Decision Date11 February 1999
Docket NumberNo. 96-4577,96-4577
Parties79 Fair Empl.Prac.Cas. (BNA) 330, 74 Empl. Prac. Dec. P 45,728, 75 Empl. Prac. Dec. P 45,728 Shari L. LYES, Plaintiff-Appellant, v. CITY OF RIVIERA BEACH, FLORIDA, Cinthia Becton, et al., Defendants-Appellees.
CourtU.S. Court of Appeals — Eleventh Circuit

Michael J. McHale, Daves, Whalen, McHale & Considine, West Palm Beach, FL, for Plaintiff-Appellant.

Richard Hunt McDuff, Johnson, Anselmo, Murdoch, Burke & George, P.A., Ft. Lauderdale, FL, for City of Riviera Beach Redevelopment Agency.

Glen J. Torcivia, West Palm Beach, FL, for City of Riviera Beach Agency and others.

Robin L. Rosenberg, West Palm Beach, FL, for Neil Crilly.

Appeal from the United States District Court for the Southern District of Florida.

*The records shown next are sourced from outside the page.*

PR #422, opened 2025-06-02
Generate int3c2e in batches

sunqm:
Add functions to generate 3c2e integrals in batches along the auxiliary dimension. @John-zzh

### DIFF
--- a/gpu4pyscf/df/int3c2e_bdiv.py
+++ b/gpu4pyscf/df/int3c2e_bdiv.py
@@ -324,7 +324,7 @@ class Int3c2eOpt:
         if batch_size is None:
             ksh_block_partitions = [0, ksh_blocks]
         else:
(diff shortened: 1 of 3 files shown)


gpu4pyscf/df/int3c2e_bdiv.py
```diff
@@ -486,3 +570,26 @@ def estimate_shl_ovlp(mol):
     fac_norm = cs[:,None]*cs * (np.pi/aij)**1.5
     ovlp = fac_norm * cp.exp(-theta*dr**2) * fac_dri * fac_drj
     return ovlp
+
+def _parition(offsets, block_size):
```
wxj6000: _partition?

gpu4pyscf/lib/gint-rys/unrolled_int3c2e_bdiv.cu
wxj6000, line 1: Why is the header removed?

PR #423, opened 2025-06-03
Raman spectrum with PCM response off

henryw7:
image

### DIFF
--- a/gpu4pyscf/solvent/grad/pcm.py
+++ b/gpu4pyscf/solvent/grad/pcm.py
@@ -216,8 +216,8 @@ def grad_nuc(pcmobj, dm, q_sym = None):
     grid_coords  = pcmobj.surface['grid_coords'].get()
     exponents    = pcmobj.surface['charge_exp'].get()
 
-    if pcmobj.frozen_right_dm0 is not None:
-        # Note: The q_sym computed above actually use frozen_right_dm0 as input, so it's actually q_sym_right
+    if pcmobj.frozen_dm0_for_finite_difference_without_response is not None:
+        # Note: The q_sym computed above actually use frozen_dm0 as input, so it's actually q_sym_right
         q_sym_left, _ = pcmobj._get_qsym(dm, with_nuc = True)
         q_sym_left = q_sym_left.get()
         q_sym += q_sym_left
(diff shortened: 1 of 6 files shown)


sunqm:
The second equation for unperturbed density is probably incorrect. Rewriting PCM energy to
$E_{PCM} = E(D) +  E(D, q_{nuc}) +  E(q_{nuc})$, where
$E(D) = 1/2 D \cdot I(K^{-1}R)I \cdot D$ is the coupling between density matrices. $E(D,q)$ and $E(q)$ are the remaining couplings between density matrices and nulcear charges. The derivatives of PCM energy is
```math
\frac{dE(D)}{dX} = \frac{1}{2} D^0 \cdot \frac{\partial (I(KR)I)}{\partial X} \cdot D^0 + \frac{1}{2} D^0 \cdot (IKRI)^0 \cdot D^X + \frac{1}{2} D^X \cdot (IKRI)^0 \cdot D^0
```
The factor 1/2 should be there.

In a finite difference computation, E(x+dx) and E(x-dx) would need to be evaluated using this equation, where $D^0$ is frozen and it is obtained from SCF at E(x). The existing code for frozen $D^0$ only supports the first plus the third term in the above equation, which is of cause incorrect for the finite difference evaluation of the E(PCM) for a perturber. However, the second equation you listed assumes the second and the third term in the above equation is identical, which I believe is also incorrect.

gpu4pyscf/solvent/grad/pcm.py
```diff
@@ -434,6 +465,10 @@ def contract_ket(a, B, c):
 
     else:
         raise RuntimeError(f"Unknown implicit solvent model: {pcmobj.method}")
+
+    if pcmobj.frozen_dm0_for_finite_difference_without_response is not None:
+        de *= 2
```
sunqm, line 471: Add a comment why a *2 is applied here, maybe cite the discussion in this PR.

gpu4pyscf/solvent/pcm.py
```diff
@@ -425,7 +432,7 @@ def _get_qsym(self, dms, with_nuc = False):
 
         return q_sym[0], q[0]
 
-    def _get_vgrids(self, dms, with_nuc = False):
+    def _get_vgrids(self, dms, with_nuc = False, ndim = 1):
```
sunqm: The ndim=1 option is a confusing. Consider to always return 2d array. Update the tddft/pcm (or any other relevant code) to access the first vector.

gpu4pyscf/solvent/pcm.py
```diff
@@ -377,44 +379,49 @@ def _get_vind(self, dms):
...
+            # when G is the electric field, I3c, K, R doesn't depend on G, so
+            # dE^PCM/dG = dD/dG @ I3c @ (0.5*(K^-1 @ R + R^T @ (K^-1)^T)) @ I3c @ D
+            # when we are trying to take the numerical derivative of the above expression,
+            # and we want to remove the PCM response from electric field,
+            # E^PCM(dG) = D(dG) @ I3c @ (0.5*(K^-1 @ R + R^T @ (K^-1)^T)) @ I3c @ D(0)
+            # where D(dG) is the perturbed density, optimized during the perturbed SCF,
+            # we sometimes call it left dm,
+            # and D(0) is the unperturbed density, not optimized in the perturbed SCF,
+            # we call it frozen dm0 or right dm0.
+            # Compared to the original E^{PCM}, the factor of 0.5 disappears.
```
sunqm, line 413: Also cite this PR in the comment.

sunqm (approved):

Before TJOFLAT, ANDERSON, EDMONDSON, COX, BIRCH, DUBINA, BLACK, CARNES, HULL and MARCUS, Circuit Judges, and KRAVITCH, Senior Circuit Judge.

CARNES, Circuit Judge:

We granted the defendant's petition for rehearing en banc in this employment discrimination case to decide two issues. The first is whether women are a protected class for 42 U.S.C. § 1985(3) purposes, so that a sex-based conspiracy against women is actionable under that provision. We hold that they are and it is. We also hold that Congress has the constitutional authority to prohibit such conspiracies, at least where they involve state action.

The second issue concerns the test applicable for deciding whether the employees of two employers are to be aggregated for determining if the minimum number of employees exist for Title VII coverage. We hold that the "single employer" aggregation test adapted from cases involving the NLRB, in which the employers are always private entities, is not applicable to those Title VII cases in which the employers are state and local government entities. For those cases we adopt a different test, one which presumes public entities that are separate under state law will not be aggregated for Title VII purposes. The plaintiff may rebut that presumption, however, by showing either: 1) that the state's purpose for separating the entities under state law was to evade Title VII, or 2) that the entities are so closely related with respect to the fundamental aspects of employment relationships that the presumption in favor of the state law's denomination is clearly outweighed.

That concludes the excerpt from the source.